Solve $2^x=x^2$

Question

I've been asked to solve this and I've tried a few things but I have trouble eliminating $x$. I first tried taking the natural log: $$x\ln \left( 2\right) =2\ln \left( x\right)$$ $$\dfrac {\ln \left( 2\right) }{2}=\dfrac {\ln \left( x\right) }{x}$$ I don't know what to do from here so I decided to try another method: $$2^{x}=2^{\log _{2}\left( x^{2}\right) }$$ $$x=\log _{2}\left( x^{2}\right)$$ And then I get stuck here, I'm all out of ideas. My guess is I've overlooked something simple…

Answer 1

Your equation has two obvious solutions which are $x=2$ and $x=4$. The last solution is not rational ($x \approx -0.766665$) and cannot be obtained using simple functions. You cannot get the last root using logarithms.

Answer 2

Consider the function$$f(x):=(\ln 2)x-2\ln x$$ then $f^\prime (x)=\ln 2-2/x$. Then it easily follows that $f^\prime (x)>0$ when $x>4$ and $f^\prime (x)< 0$ when $x<2$. That is $f$ is increasing when $x>4$ and it is decreasing when $x<2$. Also $4$ and $2$ are zeros of $f$. Hence it follows that these are the only zero for $x>0$.
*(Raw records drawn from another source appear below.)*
PR #2413, opened 2016-07-11
Add ":IF" identifier to run a conditional block logic, just like ":FOR".

jnhyperion:
When we have a branch logic in our cases. I usually use "run keyword if". But when when branch logic is pretty long, I have to use a lot of "run keyword if". So I add this new feature to make cases look more logical and beautiful.


jnhyperion:
Use like this:
image

Here's the test report:

image

joaonc:
Would **love** for this to get merged.

pekkaklarck:
IF/ELSE support will be added in RF 4.0. The new parser introduced in RF 3.2 has made this PR totally invalid.

PR #2416, opened 2016-07-16
added some prerun modifier examples to the documentation that cover s…

jaloren:
…some common use cases

modified prerun modifier code example so that setup and teardown are set directly to none

### DIFF
--- a/.gitignore
+++ b/.gitignore
@@ -5,6 +5,7 @@ dist
 MANIFEST
 atest/results
 utest/jasmine-results
+*~
 .idea
 .*project
 *.pyc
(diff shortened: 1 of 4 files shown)


jaloren:
@pekkaklarck  this should be reopened and merged in. I didn't mean to close the issue.

pekkaklarck:
It seems this PR cannot be reopened because you have removed the branch its based on.

jaloren:
I apologize for being late to address this and that i opened a separate PR but I figured it was just easiest to create a new branch. Please let me know if there are any other issues.

PR #2418, opened 2016-07-18
String and OS: adding string strip and generate uuid keywords

kkhalasi:


src/robot/libraries/String.py
```diff
@@ -462,6 +462,24 @@ def split_string_to_characters(self, string):
...
+        return string.split(delimiter)
+
+    def remove_leading_spaces(self, string):
+        """Removes any and only leading spaces in a string. Does not remove any spaces in between strings such as "Hello Hello"
+
+        Example:
+        | ${removed_leading_spaces}= | Remove Leading Spaces | ${string}
+
+        """
+        return string.split(string)
```
bkhouri: The docstring does not match what the implementation does.

This code will basically return a list with two empty items in it and not remove the leading whitespace characters.

```
>>> f = "   \t   foo   "
>>> f.split(f)
['', '']
```

As a result, I think this should be `return string.lstrip()`

```
>>> f = "   \t   foo   "
>>> f.lstrip()
'foo   '
>>> f = "d   \t   foo   "
>>> f.lstrip()
'd   \t   foo   '
```

src/robot/libraries/OperatingSystem.py
```diff
@@ -1052,6 +1052,15 @@ def log_environment_variables(self, level='INFO'):
...
         return variables
 
+    def generate_uuid(self):
+        """Generates a random UUID.
+
+        Example:
+        | ${uuid} = | Generate UUID
+
+        """
+        return str(uuid.uuid4())
```
bkhouri: This will likely fail as the `uuid` module does not appear to be imported.

PR #2423, opened 2016-08-04
De-flake test_get_current_timetuple_excluding_millis

philsc:
Looking at the source for Python 3.4, it appears that time.localtime()
is implemented such that it calls time(2) while time.time() calls
clock_gettime(2).

The phenomenon is such that performing the following reads:
1. time.localtime()
2. time.time()  - inside of _get_timetuple()
3. time.localtime()
   the timestamps 1. and 3. return a time.struct_time with the tm_sec
   field set to X. Occasionally, timestamp 2. returns a value of X+1.
   This only appears to happen on a second boundary. The fraction
   component of time.time() is in the sub-millisecond range.

Forcing all three timestamps to be sourced in the same way seems to
fix the problem.

On those occasional failures, I see the following printed:
AssertionError: (2016, 3, 13, 10, 40, 21) != (2016, 3, 13, 10, 40, 20)

### DIFF
--- a/utest/utils/test_robottime.py
+++ b/utest/utils/test_robottime.py
@@ -22,10 +22,10 @@ class TestTime(unittest.TestCase):
 
     def test_get_current_timetuple_excluding_millis(self):
         while True:
-            expected = time.localtime()
+            expected = time.localtime(time.time())
             actual = _get_timetuple()
             # make sure got same times and _get_timetuple() did not round millis
-            if expected == time.localtime() and actual[-1] > 0:
+            if expected == time.localtime(time.time()) and actual[-1] > 0:
                 break
         assert_equal(actual[:-1], expected[:6])
 


philsc:
Simple script to reproduce the failure (I grabbed snippets throughout the code base):

```Python
#!/usr/bin/python3

import time

IRONPYTHON = False

def assert_equal(actual, expected):
    if (actual != expected):
        raise Exception(str(actual) + ' != ' + str(expected))

def _get_timetuple(epoch_secs=None):
    if epoch_secs is None:  # can also be 0 (at least in unit tests)
        epoch_secs = time.time()
    secs, millis = _float_secs_to_secs_and_millis(epoch_secs)
    timetuple = time.localtime(secs)[:6]  # from year to secs
    return timetuple + (millis,)

def _float_secs_to_secs_and_millis(secs):
    isecs = int(secs)
    millis = roundup((secs - isecs) * 1000)
    return (isecs, millis) if millis < 1000 else (isecs+1, 0)

def roundup(number, ndigits=0, return_type=None):
    """Rounds number to the given number of digits.

    Numbers equally close to a certain precision are always rounded away from
    zero. By default return value is float when ``ndigits`` is positive and
    int otherwise, but that can be controlled with ``return_type``.

    With the built-in ``round()`` rounding equally close numbers as well as
    the return type depends on the Python version.
    """
    sign = 1 if number >= 0 else -1
    precision = 10 ** (-1 * ndigits)
    if not return_type:
        return_type = float if ndigits > 0 else int
    quotient, remainder = divmod(abs(number), precision)
    # https://github.com/IronLanguages/main/issues/1236
    if (not (IRONPYTHON and (quotient * precision + remainder > abs(number)))
        and remainder >= precision / 2):
        quotient += 1
    return sign * return_type(quotient * precision)


def test_get_current_timetuple_excluding_millis():
    while True:
        expected = time.localtime()
        actual = _get_timetuple()
        # make sure got same times and _get_timetuple() did not round
        # millis
        if expected == time.localtime() and actual[-1] > 0:
            break

    assert_equal(actual[:-1], expected[:6])

if __name__ == '__main__':
    test_get_current_timetuple_excluding_millis()
```

If you run this in a busy loop then I can reproduce the failure pretty quickly:
```ShellSession
$ while ./foo_test.py; do :; done
  File "./foo_test.py", line 57, in <module>
    test_get_current_timetuple_excluding_millis()
  File "./foo_test.py", line 54, in test_get_current_timetuple_excluding_millis
    assert_equal(actual[:-1], expected[:6])
  File "./foo_test.py", line 9, in assert_equal
    raise Exception(str(actual) + ' != ' + str(expected))
Exception: (2016, 8, 4, 23, 29, 55) != (2016, 8, 4, 23, 29, 54)
```

If you add a call to `time.time()` into `time.localtime()` then the failure goes away.

philsc:
I should mention that I tested this on Debian jessie 64bit with Python 3.4.

pekkaklarck:
Looks good to me. Sorry for missing this earlier.

PR #2427, opened 2016-08-15
add Simplified Chinese prefix of Gherkin language

mebusw:


pekkaklarck:
Support for Given/When/Then prefixes using other languages than English was added in RF 6.0 (#519) along with other translation related enhancements. This PR is thus outdated.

For, $x<0$ put $x=-y$ and consider the function $$g(y)=-(\ln 2)y-2\ln y$$ Then $g^\prime (y)=-\ln 2-2/y<0$ for all $y>0$ i.e. the function is strictly decreasing and hence it has exactly one root for $x<0$.

Answer 3

Resolution graphics:$$x^2=2^x<=>|x|=2^{\frac{x}{2}}$$

In the interval $ (-\infty,0) $ the equation has a solution because the member function is strictly decreasing and the left from the right hand is strictly increasing. In the interval $(0, \infty)$, the equation has two solutions $2$ and $4$, the function of the left hand side is linear function and the function of the right hand is convex.